Please print the entries below exactly, from the line with "The document uses" through the line with "because hosts on the infrastructure network", including both of those lines and leaving out all others.
--------
PR #187, opened 2026-04-17
Editorial review comments by Fernando applied + grammar / fixes

### LINKED ISSUE #127: Editorial review comments by Fernando
This item collects all the editorial review comments by @fgont in one item. 

Could be addressed by 1 PR?

**** Editorial ****

* I would move the "Glossary" section right after Section 1.

* It would be great to have some kind of diagram in SEction 1 where you
sketch how this all works. e.g., I started reading the document assuming
that what you'd describe leads to a tree-like graph, where upstream
routers advertise to downstream routers. BUt as I continued reading
(still not done), it seems that SNAC routers advertise on both
interfaces. Also, can you have multiple layers of SNAC routers?
(it'd be great to get this high-level picture in the intro itself).

* Section 1.1:
> DNS-based DNS Service Discovery [RFC6763].

s/DNS-based DNS/

* Section 1.1:
> For stub network hosts that only consume cloud services this will not
> be an issue, but for stub networks that provide services,

"Cloud resources" usually implies "Internet resources". But in this case
you probably also mean resources in e.g. the infrastruccture network, or
some other stub network?

* Section 2:
> Stub Network:  A network link that is connected by one or more Stub 
> Routers to an AIL an infrastructure network,

Writeo?

* Section 5:
> Support for AILS

s/AILS/AILs/

* Section 5.1.1:
> Note: there can be layer two networks where neighbor discovery

s/layer two/layer-two/
s/neighbor discovery/Neighbor Discovery/

* Section 5.1.1:
> A prefix is considered to be advertised on the link if, when a
> Router Solicitation message ([RFC4861], Section 4.1) is sent, a
> Router Advertisement message is received in response which contains a
> prefix information option ([RFC4861], Section 4.6.2) for that
> prefix.
> 
> After an RA message containing a suitable prefix has been received, 
> it can be assumed for some period of time thereafter that that
> prefix is still valid on the link.  However, prefix lifetimes and
> router lifetimes are often quite long.  In addition to knowing that a
> prefix has been advertised on the link in the past, and is still
> valid, we must therefore ensure that at least one router that has
> advertised this prefix is still alive to respond to Router
> Advertisement messages.

Is this different from "good ol' slaac"?

* Section 5.2.1:
> Thread SNAC routers use bits from the Thread Extended PAN ID to 
> generate the ULA prefix's Global ID and Subnet ID.

Appropriate refs for Thread?

* Section 5.3:
> If the SNAC router is advertising a suitable prefix on any interface,
> any such prefixes MUST be advertised on that interface in the same
> Router Advertisement message that is advertising the suitable prefix,
> to avoid unnecessary multicast traffic.

It was hard for me to parse this para. Does it mean that if you are
advertising a PIO on one interface, that same prefix must be advertised
via RIOs in the same RAs that advertise PIOs?  Something else?

* Meta:
The document uses "Wi-Fi" and "WiFi" inconsistently.

* Section 5.5.1:
> WiFi tethering

I'd probably ad a reference for it.

* Section 6:
> stub networks

s/stub/Stub/

* Section6:
>    enables IPv6 hosts on the stub network to discover and reach with
>    IPv4 hosts on infrastructure,

s/with// ?

* Section 6:
>    This should be acceptable because hosts on the infrastructure network
>    should not be IPv4-only, since the SNAC router is providing IPv6
>    service on the infrastructure network that is suitable for
>    communicating using IPv6 to hosts on the SNAC network--there should
>    not be any hosts on the infrastructure network that can't communicate
>    with hosts on the stub network unless such hosts do not have an IPv6
>    stack at all.

Sentence seems to long, and hence hard to parse. Suggest breaking it 
down into smaller pieces.

* Section 6:
> and the return
>    packet will be destined for that IPv4 packet

s/for that IPv4 packet/for that IPv4 address/

* Section 6:
> SNAC routers that are not able to advertise an
>    infrastructure NAT64 service MUST NOT do so

I find this one hard to "parse" ("if they are not able, they must not do 
it"? -- well, they can't anyway?)

* Section 6.1:
> provides NAT64 service to IPv4-only hosts on the internet

s/internet/Internet/

* Section 6.2:
>    DNS resolver on the SNAC router MUST honor the 'CD' and 'DO' flag
>    bits if received in a request, since this indicates that the stub
>    resolver on the requestor intends to do DNSSEC validation.

Please add references for these. (RFC3225 and RFC4035?)

Also, please add references to NAT64 and DNS64 where appropriate.

* Section 8.  Services Provided by SNAC routers
I'd move this section way to the front of the document. The reader 
should be able to get the large picture without having to read through 
all the specific details.

* Appendix A.3.1:
>    In the case a host that is attempting to communicate with a device
>    using a site ULA prefix on a different link may choose a ULA address
>    as a source address. 

There seems to be a grammar error here?

* Appendix B:
>    *  In the options, with the exception of the options listed below,
>       SNAC routers MUST NOT send any RA options, since these other
>       options are for managing the network,

I'd probably rephrase a bit...

* Appendix C:
> xref target="I-D.ietf-6man-snac-router-
>       bit" TBD 

Fix?

EskoDijk:
also resolving some grammar issues and inserted missing 'tbd' content.
Close #127 

Note that 'Internet' is with capital I according to IETF guidelines.

Various spelling items like "Prefix Information option" and "Route Information Option" follow the naming as used by the source RFC.

### DIFF
--- a/draft-ietf-snac-simple.xml
+++ b/draft-ietf-snac-simple.xml
@@ -77,9 +77,9 @@
 	  process for stub routers, and can't assume that any particular stub router will always be available; rather, any stub
 	  router that is available must be able to adapt to current conditions to provide reachability.</li>
 	<li>
-	  Incompatible mechanisms: the medium of the stub network may not, for example, use IPv6 neighbor discovery to populate a
-	  neighbor cache. If the infrastructure network (as is typical) does use neighbor discovery, then bridging the two networks
-	  together would require some way of translating between neighbor discovery and whatever mechanism is used on the stub
+	  Incompatible mechanisms: the medium of the stub network may not, for example, use IPv6 Neighbor Discovery to populate a
+	  neighbor cache. If the infrastructure network (as is typical) does use Neighbor Discovery, then bridging the two networks
+	  together would require some way of translating between Neighbor Discovery and whatever mechanism is used on the stub
 	  network, and hence complicates rather than simplifying the problem of connecting the two networks.</li>
 	<li>
 	  Incompatible framing: if the stub network is a 6LoWPAN <xref target="RFC4944"/> network, packets on the stub network are
@@ -103,7 +103,7 @@
 	Stub networks may be globally reachable, or may be only locally reachable. A
 	host on a locally reachable stub network can only interoperate with hosts on the network link(s) to which it is connected.
 	A host on a globally reachable stub network should be able to interoperate with hosts on other network links in the same
-	infrastructure as well as hosts on the global internet.</t>
+	infrastructure as well as hosts on the global Internet.</t>
       <t>
 	It may be noted that just as one can plug several CE Router devices together in series to form multi-layer NATs, there is
 	nothing preventing the owner of a stub network router from attaching it to a stub network as if that network were its
@@ -142,13 +142,13 @@
 	  DNS <xref target="RFC6762"/>. As an example, when one host connected to
 	  a specific Wi-Fi network wishes to discover services on hosts connected to that same Wi-Fi network, it can do so using
 	  multicast DNS.  Similarly, when a host on some other network
-	  wishes to discover the same service, it must use DNS-based DNS Service Discovery <xref target="RFC6763"/>.  In both cases,
+	  wishes to discover the same service, it must use DNS-based Service Discovery <xref target="RFC6763"/>.  In both cases,
 	  "discoverable using DNS" means that the host has one or more entries in the DNS that serve to make it discoverable.</t>
 	<t>
 	  Discoverability is lumped in with reachability and addressability, both of which are essentially Layer 3 issues. The reason
 	  for this is that it does no good to automatically set up connectivity between stub network hosts and infrastructure
 	  hosts if the infrastructure hosts have no means to learn about the availability of services provided by stub network
-	  hosts. For stub network hosts that only consume cloud services this will not be an issue, but for stub networks that
+	  hosts. For stub network hosts that only consume Internet services this will not be an issue, but for stub networks that
 	  provide services, such as IoT devices on stub networks with incompatible media, discoverability is necessary in order for
 	  stub network connectivity to be useful.</t>
 	<t>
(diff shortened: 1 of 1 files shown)


darrendukes (approved):
Look good

jwhui (approved):

draft-ietf-snac-simple.xml
```diff
@@ -167,12 +167,21 @@
 	  An analysis of networks where SNAC routers could be attached is provided in <xref target="net-analysis"/>.</t>
       </section>
 
-      <section anchor="architecture"><name> Sample SNAC Router Aware Infrastructure Network</name>
+      <section anchor="architecture"><name>Sample SNAC Routers Deployment in a Home Network</name>
 
-      <t>A Stub network attached via SNAC routers the infrastructure network. The Infrastructure router with in the scope of this specification is an IPv6 (aware) router and provides different services in the network. These routers can be a CE, home gateway or a WiFI router. A SNAC router will connect as any another device in the infrastructure network, additionally providing addressability, discoverability and reachability functions for devices in the stub network.</t>
+      <t>A stub network is attached via one or more SNAC routers to an infrastructure network.
+		 An infrastructure router in the scope of this specification is an IPv6 (aware) router that provides different services in the network.
```
Abhayakara: "different services" probably means "various services." If so, that would be a better way to say this. This whole paragraph reads a bit strangely—really the infrastructure network is defined by the fact that it is infrastructure, not that it has an infrastructure router. The arrow points the other direction. Why do we even mention infrastructure routers here?

EskoDijk: Agree.  And I also found this  text confusing, but I didn't want to fully rewrite it in scope of this PR. (Just trying to clarify it a bit.)

Abhayakara: I've added an issue for adding a terminology section, so I don't think we want to fix this in this pull request.

draft-ietf-snac-simple.xml
```diff
@@ -167,12 +167,21 @@
...
+		 It can be a CE router, home gateway or Wi-Fi router. A SNAC router will connect as any another host in the infrastructure network,
+		 while additionally providing addressability, discoverability and reachability functions for hosts in the stub network.
+	     See <xref target="services-provided"/> for an overview of the specific services that a SNAC router implements to provide
+	     addressability, discoverability and reachability.</t>
 
-      <t>  This document describes mechanisms for connecting devices in Stub networks to the infrastructure using SNAC router as shown in <xref target="snac-rtr"/>. Although the use case described below is specific to home networks, the procedures apply for any type of infrastructure and stub network attachment scenarios.</t>
-      <t> A SNAC router receives and manages suitable IPV6 prefix on AIL preferably from the infrastructure router or from other SNAC routers in the network. In case addressing is not available, SNAC router provides and advertises it on the AIL.
+      <t>This document describes mechanisms for connecting IPv6 hosts in stub networks to the infrastructure newtork using
```
Abhayakara: s/newtork/network/

draft-ietf-snac-simple.xml
```diff
@@ -167,12 +167,21 @@
...
+		 SNAC routers as shown in <xref target="snac-rtr"/>. Although the use case depicted below is specific to home networks,
+		 the mechanisms apply for any type of infrastructure network and stub network attachment scenarios.</t>
+      <t>A SNAC router receives and manages a suitable IPv6 prefix for the AIL preferably from the infrastructure router
```
Abhayakara: I think this text is just wrong. It should say something more like:

A SNAC router looks for a suitable IPv6 prefix on the AIL. This prefix may be provided by the infrastructure router, or when no IPv6 infrastructure service is present, by some other SNAC router connected to the same AIL. If no suitable prefix is advertised on the AIL, the SNAC router will provide one in its own Router Advertisements.

The reason for this clarification is that we expect the SNAC router to always be sending RAs, so suggesting here that it only does so if there is no suitable prefix is incorrect. And it doesn't "receive and manage" a suitable prefix—it uses it if it's there, and if not it does the other thing. So I think the proposed text I've given here is more clear.

draft-ietf-snac-simple.xml
```diff
@@ -332,7 +341,7 @@
     <section anchor="support-ail">
       <name>Support for adjacent infrastructure links</name>
       <t>
-	This document assumes that the AIL supports neighbor discovery <xref target="RFC4861"/>, and specifically that
+	This document assumes that the AIL supports Neighbor Discovery <xref target="RFC4861"/>, and specifically that
 	routers and on-link prefixes can be advertised using Router Advertisement messages and discovered using Neighbor Solicitation messages. The stub
```
Abhayakara: routers are discovered using Router Solicitation messages, not neighbor solicitation messages.

Abhayakara (changes requested):
There are a couple of things to change before this is ready, but mostly it's ready.

draft-ietf-snac-simple.xml
EskoDijk: Now added the term 'infrastructure router' in the glossary - very short text, may be expanded later on.

draft-ietf-snac-simple.xml
EskoDijk: done now

draft-ietf-snac-simple.xml
EskoDijk: Updated to (more or less) the above proposal!

draft-ietf-snac-simple.xml
EskoDijk: Yes! fixed now.

EskoDijk:
> There are a couple of things to change before this is ready, but mostly it's ready.

Just fixed the items you flagged - let me know if it's complete now!  Then I'll merge it.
--------
Exercise output:
The document uses "Wi-Fi" and "WiFi" inconsistently.

* Section 5.5.1:
> WiFi tethering

I'd probably ad a reference for it.

* Section 6:
> stub networks

s/stub/Stub/

* Section6:
>    enables IPv6 hosts on the stub network to discover and reach with
>    IPv4 hosts on infrastructure,

s/with// ?

* Section 6:
>    This should be acceptable because hosts on the infrastructure network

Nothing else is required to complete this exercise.